Exercise goal — Write out exactly the lines of the entries below from the one holding "Default route without" to the one holding "Route with maximum", inclusive, and leave out all other lines.

[Collected data]
====
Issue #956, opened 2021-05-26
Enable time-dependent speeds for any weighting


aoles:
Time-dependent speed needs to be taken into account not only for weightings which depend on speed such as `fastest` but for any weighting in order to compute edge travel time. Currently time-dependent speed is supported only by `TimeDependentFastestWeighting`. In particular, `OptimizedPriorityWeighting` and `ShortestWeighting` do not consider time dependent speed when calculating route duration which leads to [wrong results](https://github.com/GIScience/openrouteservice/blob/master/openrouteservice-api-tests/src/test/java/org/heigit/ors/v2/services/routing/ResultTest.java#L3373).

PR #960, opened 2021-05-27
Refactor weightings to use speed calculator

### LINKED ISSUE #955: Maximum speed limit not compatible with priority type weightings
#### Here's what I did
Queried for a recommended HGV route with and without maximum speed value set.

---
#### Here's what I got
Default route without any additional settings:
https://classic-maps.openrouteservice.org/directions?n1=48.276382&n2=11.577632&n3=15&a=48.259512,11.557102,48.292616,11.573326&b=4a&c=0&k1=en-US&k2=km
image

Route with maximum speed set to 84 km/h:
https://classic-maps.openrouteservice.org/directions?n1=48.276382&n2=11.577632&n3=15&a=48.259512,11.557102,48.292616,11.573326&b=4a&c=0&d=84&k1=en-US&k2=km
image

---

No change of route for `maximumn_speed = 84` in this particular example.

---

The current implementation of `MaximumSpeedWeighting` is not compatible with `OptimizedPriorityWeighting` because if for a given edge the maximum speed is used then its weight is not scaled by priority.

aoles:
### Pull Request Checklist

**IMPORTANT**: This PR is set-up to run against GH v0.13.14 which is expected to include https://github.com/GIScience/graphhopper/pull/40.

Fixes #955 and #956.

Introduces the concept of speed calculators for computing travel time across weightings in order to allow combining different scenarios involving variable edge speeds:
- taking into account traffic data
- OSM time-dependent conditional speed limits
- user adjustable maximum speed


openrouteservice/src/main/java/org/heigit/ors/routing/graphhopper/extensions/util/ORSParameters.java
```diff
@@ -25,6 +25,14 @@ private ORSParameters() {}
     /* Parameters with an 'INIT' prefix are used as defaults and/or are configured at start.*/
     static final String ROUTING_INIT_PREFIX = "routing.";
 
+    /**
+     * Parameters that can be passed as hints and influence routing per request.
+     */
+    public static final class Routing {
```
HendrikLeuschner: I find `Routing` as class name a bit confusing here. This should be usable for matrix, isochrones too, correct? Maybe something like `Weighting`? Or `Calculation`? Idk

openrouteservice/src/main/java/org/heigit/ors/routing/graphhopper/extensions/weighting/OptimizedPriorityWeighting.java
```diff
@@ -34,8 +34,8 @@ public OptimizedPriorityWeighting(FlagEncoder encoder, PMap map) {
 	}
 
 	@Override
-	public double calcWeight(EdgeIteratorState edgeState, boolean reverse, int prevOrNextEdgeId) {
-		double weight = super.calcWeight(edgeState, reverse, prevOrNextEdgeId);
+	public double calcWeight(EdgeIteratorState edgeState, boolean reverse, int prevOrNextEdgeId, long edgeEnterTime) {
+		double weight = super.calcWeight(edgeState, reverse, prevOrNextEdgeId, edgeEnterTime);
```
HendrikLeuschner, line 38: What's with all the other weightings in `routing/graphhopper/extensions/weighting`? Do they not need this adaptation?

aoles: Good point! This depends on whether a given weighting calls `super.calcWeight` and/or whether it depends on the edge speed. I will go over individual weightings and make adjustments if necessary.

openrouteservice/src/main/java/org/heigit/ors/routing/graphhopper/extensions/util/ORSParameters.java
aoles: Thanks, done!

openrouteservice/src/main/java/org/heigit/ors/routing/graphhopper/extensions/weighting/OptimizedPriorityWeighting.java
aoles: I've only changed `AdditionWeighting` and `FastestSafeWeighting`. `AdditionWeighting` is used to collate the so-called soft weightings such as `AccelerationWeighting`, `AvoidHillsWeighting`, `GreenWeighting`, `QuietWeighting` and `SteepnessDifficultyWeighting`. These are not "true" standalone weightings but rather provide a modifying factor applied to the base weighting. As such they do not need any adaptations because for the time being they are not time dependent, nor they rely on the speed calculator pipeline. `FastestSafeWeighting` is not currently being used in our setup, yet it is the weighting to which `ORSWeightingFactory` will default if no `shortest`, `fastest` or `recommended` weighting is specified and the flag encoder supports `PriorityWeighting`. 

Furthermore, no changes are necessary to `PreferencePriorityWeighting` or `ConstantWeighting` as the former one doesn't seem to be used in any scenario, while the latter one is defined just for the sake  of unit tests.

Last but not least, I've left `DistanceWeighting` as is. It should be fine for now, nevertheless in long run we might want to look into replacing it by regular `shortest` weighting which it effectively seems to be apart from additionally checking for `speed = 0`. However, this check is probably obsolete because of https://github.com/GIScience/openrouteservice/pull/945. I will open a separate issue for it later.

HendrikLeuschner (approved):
====
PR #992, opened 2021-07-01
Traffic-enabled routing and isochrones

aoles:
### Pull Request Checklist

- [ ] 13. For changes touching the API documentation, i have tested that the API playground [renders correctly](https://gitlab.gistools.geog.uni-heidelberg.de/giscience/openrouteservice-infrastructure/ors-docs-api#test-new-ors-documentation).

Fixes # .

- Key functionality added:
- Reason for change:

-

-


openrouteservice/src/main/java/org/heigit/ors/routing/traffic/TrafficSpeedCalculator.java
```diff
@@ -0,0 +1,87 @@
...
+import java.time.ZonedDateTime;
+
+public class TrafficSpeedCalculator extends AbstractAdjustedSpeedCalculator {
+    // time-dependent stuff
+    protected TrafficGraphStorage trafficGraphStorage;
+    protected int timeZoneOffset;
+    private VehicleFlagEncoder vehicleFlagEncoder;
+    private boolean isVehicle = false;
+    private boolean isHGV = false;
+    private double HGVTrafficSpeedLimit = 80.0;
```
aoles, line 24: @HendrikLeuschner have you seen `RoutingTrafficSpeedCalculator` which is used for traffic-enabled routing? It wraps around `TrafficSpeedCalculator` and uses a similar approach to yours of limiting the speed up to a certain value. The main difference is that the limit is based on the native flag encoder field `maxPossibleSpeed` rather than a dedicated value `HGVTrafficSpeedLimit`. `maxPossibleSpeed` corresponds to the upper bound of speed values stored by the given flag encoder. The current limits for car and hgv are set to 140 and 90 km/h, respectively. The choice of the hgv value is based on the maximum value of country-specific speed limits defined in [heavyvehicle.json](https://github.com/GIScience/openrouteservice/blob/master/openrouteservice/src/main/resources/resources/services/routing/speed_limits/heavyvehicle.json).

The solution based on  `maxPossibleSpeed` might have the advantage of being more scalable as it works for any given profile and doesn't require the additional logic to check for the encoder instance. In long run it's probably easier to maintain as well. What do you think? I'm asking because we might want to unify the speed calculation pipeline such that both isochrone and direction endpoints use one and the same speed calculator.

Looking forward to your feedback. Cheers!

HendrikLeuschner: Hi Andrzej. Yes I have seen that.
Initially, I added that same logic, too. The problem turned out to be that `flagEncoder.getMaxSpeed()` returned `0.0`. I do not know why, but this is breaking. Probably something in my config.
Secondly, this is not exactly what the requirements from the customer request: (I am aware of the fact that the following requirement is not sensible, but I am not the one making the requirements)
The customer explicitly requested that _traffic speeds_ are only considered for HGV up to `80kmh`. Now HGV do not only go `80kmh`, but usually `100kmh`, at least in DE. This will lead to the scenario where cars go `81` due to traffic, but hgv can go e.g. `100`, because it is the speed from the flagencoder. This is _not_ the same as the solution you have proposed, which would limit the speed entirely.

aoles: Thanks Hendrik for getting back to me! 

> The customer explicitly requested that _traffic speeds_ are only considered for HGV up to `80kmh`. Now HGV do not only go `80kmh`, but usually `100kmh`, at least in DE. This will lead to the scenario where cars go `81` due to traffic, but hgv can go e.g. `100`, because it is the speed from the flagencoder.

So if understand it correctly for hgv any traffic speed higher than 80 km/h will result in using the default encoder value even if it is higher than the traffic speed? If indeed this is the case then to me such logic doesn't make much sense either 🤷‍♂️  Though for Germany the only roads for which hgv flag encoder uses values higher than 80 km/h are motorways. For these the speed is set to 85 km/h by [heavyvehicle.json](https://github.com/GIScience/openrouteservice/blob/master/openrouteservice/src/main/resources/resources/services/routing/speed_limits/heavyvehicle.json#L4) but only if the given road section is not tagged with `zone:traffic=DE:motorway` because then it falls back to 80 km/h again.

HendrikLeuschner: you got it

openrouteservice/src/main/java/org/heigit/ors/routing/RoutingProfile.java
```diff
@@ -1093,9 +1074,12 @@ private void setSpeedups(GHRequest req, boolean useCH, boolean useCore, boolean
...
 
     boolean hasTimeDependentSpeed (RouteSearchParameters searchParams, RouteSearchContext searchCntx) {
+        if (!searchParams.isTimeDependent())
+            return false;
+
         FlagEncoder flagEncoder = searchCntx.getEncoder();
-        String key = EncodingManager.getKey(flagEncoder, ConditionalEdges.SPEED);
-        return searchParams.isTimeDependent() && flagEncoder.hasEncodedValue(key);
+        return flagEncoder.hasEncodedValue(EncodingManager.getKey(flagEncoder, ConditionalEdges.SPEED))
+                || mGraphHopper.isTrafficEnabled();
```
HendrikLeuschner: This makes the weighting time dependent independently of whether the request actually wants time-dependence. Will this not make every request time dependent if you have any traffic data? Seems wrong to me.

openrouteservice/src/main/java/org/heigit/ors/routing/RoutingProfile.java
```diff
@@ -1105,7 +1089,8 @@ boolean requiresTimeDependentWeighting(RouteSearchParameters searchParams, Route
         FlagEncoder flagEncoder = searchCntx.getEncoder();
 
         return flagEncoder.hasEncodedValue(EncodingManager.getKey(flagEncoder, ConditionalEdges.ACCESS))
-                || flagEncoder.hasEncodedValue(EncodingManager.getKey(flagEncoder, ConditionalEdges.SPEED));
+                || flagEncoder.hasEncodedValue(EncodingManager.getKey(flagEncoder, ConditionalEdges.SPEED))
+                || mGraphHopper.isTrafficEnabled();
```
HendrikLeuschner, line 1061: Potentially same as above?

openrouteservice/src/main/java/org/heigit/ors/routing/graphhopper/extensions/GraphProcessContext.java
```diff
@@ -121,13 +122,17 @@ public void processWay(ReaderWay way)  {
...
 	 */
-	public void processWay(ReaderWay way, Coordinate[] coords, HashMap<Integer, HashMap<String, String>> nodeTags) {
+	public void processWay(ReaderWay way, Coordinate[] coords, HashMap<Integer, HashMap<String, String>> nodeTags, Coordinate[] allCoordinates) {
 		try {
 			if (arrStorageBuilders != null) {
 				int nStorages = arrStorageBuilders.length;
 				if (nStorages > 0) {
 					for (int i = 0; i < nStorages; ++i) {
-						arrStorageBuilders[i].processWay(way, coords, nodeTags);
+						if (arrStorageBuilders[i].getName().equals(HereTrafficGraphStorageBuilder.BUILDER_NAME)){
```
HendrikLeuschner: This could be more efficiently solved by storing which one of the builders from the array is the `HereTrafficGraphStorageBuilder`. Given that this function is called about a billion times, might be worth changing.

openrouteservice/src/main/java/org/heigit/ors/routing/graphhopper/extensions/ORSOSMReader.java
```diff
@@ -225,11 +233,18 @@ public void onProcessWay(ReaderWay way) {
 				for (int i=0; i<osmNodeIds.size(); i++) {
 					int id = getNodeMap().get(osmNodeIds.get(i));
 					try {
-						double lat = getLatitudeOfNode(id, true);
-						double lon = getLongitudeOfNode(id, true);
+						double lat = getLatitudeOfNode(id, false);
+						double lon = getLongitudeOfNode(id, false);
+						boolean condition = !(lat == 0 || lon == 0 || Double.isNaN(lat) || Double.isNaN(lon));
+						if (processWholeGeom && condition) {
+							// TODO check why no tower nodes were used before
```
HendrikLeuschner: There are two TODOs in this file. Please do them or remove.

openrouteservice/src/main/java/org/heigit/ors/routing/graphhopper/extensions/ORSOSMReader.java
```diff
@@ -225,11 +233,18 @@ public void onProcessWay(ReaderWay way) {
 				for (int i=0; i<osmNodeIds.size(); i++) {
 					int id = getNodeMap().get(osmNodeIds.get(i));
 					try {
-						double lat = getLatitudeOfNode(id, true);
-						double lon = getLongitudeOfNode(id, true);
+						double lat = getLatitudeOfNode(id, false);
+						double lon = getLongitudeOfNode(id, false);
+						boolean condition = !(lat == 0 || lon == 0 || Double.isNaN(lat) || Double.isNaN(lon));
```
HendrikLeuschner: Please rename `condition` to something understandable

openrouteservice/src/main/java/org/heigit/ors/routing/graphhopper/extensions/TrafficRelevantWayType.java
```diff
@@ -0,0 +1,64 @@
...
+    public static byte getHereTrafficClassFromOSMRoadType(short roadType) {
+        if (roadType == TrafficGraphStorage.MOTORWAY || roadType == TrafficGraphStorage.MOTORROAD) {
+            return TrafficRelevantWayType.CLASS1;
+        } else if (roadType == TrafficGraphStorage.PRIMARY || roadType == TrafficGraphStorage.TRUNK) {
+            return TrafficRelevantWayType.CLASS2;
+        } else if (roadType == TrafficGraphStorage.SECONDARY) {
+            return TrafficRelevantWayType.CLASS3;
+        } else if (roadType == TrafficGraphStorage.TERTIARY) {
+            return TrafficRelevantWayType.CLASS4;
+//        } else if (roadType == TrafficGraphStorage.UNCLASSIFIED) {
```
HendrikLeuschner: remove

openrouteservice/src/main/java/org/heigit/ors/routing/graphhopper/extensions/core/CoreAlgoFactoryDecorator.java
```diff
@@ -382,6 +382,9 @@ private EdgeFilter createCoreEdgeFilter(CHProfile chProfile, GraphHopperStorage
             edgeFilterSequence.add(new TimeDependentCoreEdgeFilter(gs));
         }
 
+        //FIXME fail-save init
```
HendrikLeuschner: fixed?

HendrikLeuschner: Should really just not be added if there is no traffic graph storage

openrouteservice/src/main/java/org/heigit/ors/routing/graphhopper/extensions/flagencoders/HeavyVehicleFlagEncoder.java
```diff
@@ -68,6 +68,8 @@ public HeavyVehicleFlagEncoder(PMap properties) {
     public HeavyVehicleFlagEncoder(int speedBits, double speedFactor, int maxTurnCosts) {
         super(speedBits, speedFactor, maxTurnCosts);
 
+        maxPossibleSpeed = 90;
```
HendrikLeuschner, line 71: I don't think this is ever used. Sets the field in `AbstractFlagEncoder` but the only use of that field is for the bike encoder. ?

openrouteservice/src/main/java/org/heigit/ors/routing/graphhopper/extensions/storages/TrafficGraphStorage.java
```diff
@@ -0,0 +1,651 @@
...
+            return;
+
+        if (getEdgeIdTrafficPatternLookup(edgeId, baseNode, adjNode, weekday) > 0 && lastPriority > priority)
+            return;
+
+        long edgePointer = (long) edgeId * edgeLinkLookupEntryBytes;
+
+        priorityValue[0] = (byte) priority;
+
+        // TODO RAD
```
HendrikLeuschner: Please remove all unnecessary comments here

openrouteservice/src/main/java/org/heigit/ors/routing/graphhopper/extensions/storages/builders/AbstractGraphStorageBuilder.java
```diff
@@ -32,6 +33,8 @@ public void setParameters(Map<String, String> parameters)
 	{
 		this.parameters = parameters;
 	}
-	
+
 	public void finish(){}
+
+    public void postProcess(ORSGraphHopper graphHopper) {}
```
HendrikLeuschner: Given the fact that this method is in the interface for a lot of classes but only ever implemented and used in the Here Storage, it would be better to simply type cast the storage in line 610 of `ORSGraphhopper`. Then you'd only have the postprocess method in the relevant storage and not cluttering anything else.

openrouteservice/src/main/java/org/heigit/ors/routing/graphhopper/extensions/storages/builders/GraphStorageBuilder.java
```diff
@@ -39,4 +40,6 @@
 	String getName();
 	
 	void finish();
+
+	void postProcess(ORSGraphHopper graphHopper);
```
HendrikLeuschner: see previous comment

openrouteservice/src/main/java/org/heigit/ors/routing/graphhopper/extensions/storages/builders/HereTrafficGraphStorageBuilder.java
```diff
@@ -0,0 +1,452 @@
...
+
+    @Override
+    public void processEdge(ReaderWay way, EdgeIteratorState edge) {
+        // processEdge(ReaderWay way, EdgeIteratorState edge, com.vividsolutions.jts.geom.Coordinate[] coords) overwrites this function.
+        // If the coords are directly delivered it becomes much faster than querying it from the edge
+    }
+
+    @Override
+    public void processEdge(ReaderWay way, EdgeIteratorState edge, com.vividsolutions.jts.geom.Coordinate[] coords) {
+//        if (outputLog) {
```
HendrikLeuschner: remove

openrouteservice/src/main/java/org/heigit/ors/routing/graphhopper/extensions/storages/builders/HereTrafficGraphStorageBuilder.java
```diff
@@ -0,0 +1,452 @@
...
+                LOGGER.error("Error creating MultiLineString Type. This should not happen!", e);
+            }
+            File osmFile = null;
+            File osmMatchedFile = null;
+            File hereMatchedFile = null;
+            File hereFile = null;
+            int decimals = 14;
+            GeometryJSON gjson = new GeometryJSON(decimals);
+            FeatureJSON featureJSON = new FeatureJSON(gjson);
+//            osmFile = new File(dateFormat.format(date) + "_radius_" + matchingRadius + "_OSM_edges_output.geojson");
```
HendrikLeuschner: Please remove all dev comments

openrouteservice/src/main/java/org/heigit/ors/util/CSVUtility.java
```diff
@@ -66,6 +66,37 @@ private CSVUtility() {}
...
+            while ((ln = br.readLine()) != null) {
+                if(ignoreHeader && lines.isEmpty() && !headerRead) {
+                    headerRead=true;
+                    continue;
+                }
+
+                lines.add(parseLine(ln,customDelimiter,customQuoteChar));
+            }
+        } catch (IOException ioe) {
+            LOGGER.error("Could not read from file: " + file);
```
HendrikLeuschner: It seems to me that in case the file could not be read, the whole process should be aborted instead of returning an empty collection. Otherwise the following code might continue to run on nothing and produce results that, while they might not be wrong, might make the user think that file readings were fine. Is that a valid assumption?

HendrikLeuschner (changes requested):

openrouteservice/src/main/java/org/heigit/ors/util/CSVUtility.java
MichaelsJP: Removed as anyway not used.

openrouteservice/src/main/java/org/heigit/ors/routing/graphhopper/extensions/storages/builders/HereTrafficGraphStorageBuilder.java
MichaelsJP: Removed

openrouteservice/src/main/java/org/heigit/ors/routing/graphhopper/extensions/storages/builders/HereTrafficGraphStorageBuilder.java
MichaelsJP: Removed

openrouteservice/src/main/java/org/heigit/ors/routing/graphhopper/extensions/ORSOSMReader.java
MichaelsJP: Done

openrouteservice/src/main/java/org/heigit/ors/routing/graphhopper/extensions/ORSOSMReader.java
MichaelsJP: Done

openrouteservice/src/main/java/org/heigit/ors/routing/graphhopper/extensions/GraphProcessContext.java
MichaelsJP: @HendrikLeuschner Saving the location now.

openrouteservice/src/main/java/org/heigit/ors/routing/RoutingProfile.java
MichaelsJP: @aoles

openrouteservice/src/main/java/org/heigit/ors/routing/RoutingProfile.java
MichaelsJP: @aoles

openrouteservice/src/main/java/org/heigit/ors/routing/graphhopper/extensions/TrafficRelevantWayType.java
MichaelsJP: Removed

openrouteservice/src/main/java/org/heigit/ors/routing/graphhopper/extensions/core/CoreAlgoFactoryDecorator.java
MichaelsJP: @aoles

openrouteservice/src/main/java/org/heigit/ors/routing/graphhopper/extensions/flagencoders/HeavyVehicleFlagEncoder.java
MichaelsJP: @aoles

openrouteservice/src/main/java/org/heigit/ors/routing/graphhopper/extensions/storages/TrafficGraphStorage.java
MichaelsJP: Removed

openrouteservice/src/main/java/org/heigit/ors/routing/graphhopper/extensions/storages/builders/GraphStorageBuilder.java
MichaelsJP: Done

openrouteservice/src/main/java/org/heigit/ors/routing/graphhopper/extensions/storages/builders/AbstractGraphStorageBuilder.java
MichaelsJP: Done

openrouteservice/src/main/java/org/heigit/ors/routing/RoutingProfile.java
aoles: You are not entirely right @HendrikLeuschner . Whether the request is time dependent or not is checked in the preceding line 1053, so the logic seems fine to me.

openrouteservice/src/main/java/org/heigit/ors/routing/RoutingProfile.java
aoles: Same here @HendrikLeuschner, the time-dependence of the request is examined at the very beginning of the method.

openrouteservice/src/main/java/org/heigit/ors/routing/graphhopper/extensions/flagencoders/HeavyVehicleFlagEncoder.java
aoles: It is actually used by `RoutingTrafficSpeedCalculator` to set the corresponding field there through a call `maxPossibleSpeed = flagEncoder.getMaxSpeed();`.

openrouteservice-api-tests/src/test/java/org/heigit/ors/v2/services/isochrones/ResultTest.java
====
Exercise answer —
Default route without any additional settings:
https://classic-maps.openrouteservice.org/directions?n1=48.276382&n2=11.577632&n3=15&a=48.259512,11.557102,48.292616,11.573326&b=4a&c=0&k1=en-US&k2=km
image

Route with maximum speed set to 84 km/h:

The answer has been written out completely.